I z Wrocławia do Katowic przez Namysłów, Kluczbork, Bytom:
Moja osobówka Częstochowa-Gliwice ma lekkie plecy i zjawia się niemal równocześnie z osobówką przeciwnej relacji. Na pociągu do Gliwic trafia się 27WEb. Jadą głównie ludzie wracający z różnych imprez. Niestety, część z nich nie potrafi się zachować i zostawia po sobie "pamiątki":
W Gliwicach jestem przed 7. Kibel do Nysy :P (w praktyce tylko do Kędzierzyna) już podstawiony, ja jednak robię sobie wpierw rundkę po dworcu. Kilka zdjęć:
W kibelku szału z frekwencją nie ma, ale ktoś jedzie. Podczas kontroli kierownik jeszcze nie wie, czy do Nysy pojedzie KKA, czy szynobus, który jest naprawiany. Wymiana na trasie niewielka, jedynie w Łabędach ktoś wsiada, a w Rudzińcu wysiada.
Za Rudzińcem Gliwickim ponownie zjawia się kierownik i informuje, że do Nysy pojedzie autobus zastępczy. Trochę szkoda. Kilka zdjęć z odcinka Gliwice-Kędzierzyn.
Gliwice Łabędy |
Rzeczyce Śląskie |
Taciszów |
Rudziniec Gliwicki |
Sławięcice |
I zajmuje w nim miejsce. Na starcie bez szału z frekwencją, ale po drodze się poprawia. W samym Grodkowie Śląskim wsiada kilkanaście osób. Od Brzegu już wiadomo, ciaśniej. Do Wrocławia docieram bez problemów. Po drodze kilka zdjęć, Skoroszyce:
Lipowa Śląska:
Czeska Wieś:
Szynobus, którym przyjechałem, przechodzi na REGIO ELSNER do Nysy. Do REGIO do Lublińca mam nieco ponad pół godzinki, więc czas na jakiś obiad. Wcześniej jednak 2 zdjęcia:
I REGIO do Poznania:
W składzie piętrus. Ech, gdzie te czasy, co na sporej części interREGIO można było spotkać te wagony. Dzisiaj interREGIO już prawie nie ma, piętrusów w ruchu też jak na lekarstwo.

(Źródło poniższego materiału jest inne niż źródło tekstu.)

PR #35667, opened 2022-04-05
Apply formatting for statements within the partial parser extension 

madushajg:
Fixes https://github.com/wso2-enterprise/internal-support-ballerina/issues/64


misc/ls-extensions/modules/partial-parser/build.gradle
```diff
@@ -28,7 +28,9 @@ dependencies {
     compileOnly project(':ballerina-parser')
     compileOnly project(':ballerina-lang')
     compileOnly project(':diagram-util')
+    compileOnly project(':formatter:formatter-core')
     compileOnly project(':language-server:language-server-commons')
+    compileOnly project(':language-server:language-server-core')
```
IMS94, line 33: It's not recommended to use `language-server-core` as a direct dependency. Shall we remove it?

misc/ls-extensions/modules/partial-parser/src/main/java/io.ballerina.parsers/PartialParserService.java
```diff
@@ -39,24 +45,28 @@
 @JavaSPIService("org.ballerinalang.langserver.commons.service.spi.ExtendedLanguageServerService")
 @JsonSegment("partialParser")
 public class PartialParserService implements ExtendedLanguageServerService {
+    private LSClientLogger clientLogger;
```
IMS94, line 48: I think you wanted ls core to get the client logger. Instead, you should override the `connect(ExtendedLanguageClient client)` method and get the `ExtendedLanguageClient`. Then you can use it to log messages when required.

misc/ls-extensions/modules/partial-parser/src/main/java/io.ballerina.parsers/PartialParserService.java
```diff
@@ -92,4 +106,17 @@
...
     }
+
+    private String getFormattedSource(String statement) {
+
+        String formattedSourceCode = statement;
+
+        try {
+            formattedSourceCode = Formatter.format(statement);
+        } catch (FormatterException e) {
+            this.clientLogger.notifyUser("Formatting", e);
```
IMS94, line 117: `notifyUser()` internally uses `ExtendedLanguageClient#showMessage()` which will show an error popup in VSCode. Is that the correct UX here? What if we just log the error message since you are anyway continuing even after the failure.

IMS94 (changes requested):

IMS94 (approved):

misc/ls-extensions/modules/partial-parser/src/main/java/io.ballerina.parsers/PartialParserService.java
madushajg: Tried this approach and encountered [this](https://github.com/wso2-enterprise/internal-support-ballerina/issues/67).
Will address this once that issue is fixed.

Po obiedzie zajmuje miejsce w kibelku do Lublińca. Stara moderna, szare obicia siedzeń. Po odjeździe z głównego szału z frekwencją nie ma, ale na Mikołajowie i Nadodrzu wsiada po kilkanaście osób. W Oleśnicy nieco się rozluźnia. Na dalszym odcinku szlakowa nie powala, ale w drugą stronę jest gorzej. . Kolejna większa wymiana podróżnych w Bierutowie. W Namysłowie i Wołczynie dobija trochę osób, z czego większość wysiada w Kluczborku. Dalej już linia po remoncie, więc jedzie się płynnie. Z Kluczborka wyjeżdża kilkanaście osób, ale bliżej Lublińca dosiadających nie brakuje. Kilka zdjęć, Długołęka:
Borowa Oleśnicka:
Oleśnica:
Bierutów:
Wilków Namysłowski:
Namysłów:
Wierzbica Górna:
Wołczyn:
Smardy:
Kluczbork:
Olesno Śląskie:
W Lublińcu jestem po 15. Oczekuje już 14WE-01, który pojedzie, jako osobowy do Katowic. Jednostka jest już przemalowana w barwy woj. śląskiego i co najważniejsze, jest toaleta. Podczas przesiadki cykam kibla z Częstochowy:
I mój osobowy do Katowic:
Ruszamy gdzieś 2 minuty po planie. Już od Lublińca sporo osób, a na każdej stacyjce dosiadają kolejni, także kierownik ma co robić. Linia po remoncie i jedzie się przyjemnie, nawet za Tarnowskimi Górami nie ma tragedii z prędkością, porównując z tym, co było kilka lat temu. 14WE opuszczam na stacji Chorzów Miasto. Jeszcze kilka zdjęć:
Komunikacyjnych wydarzeń dnia na tyle :)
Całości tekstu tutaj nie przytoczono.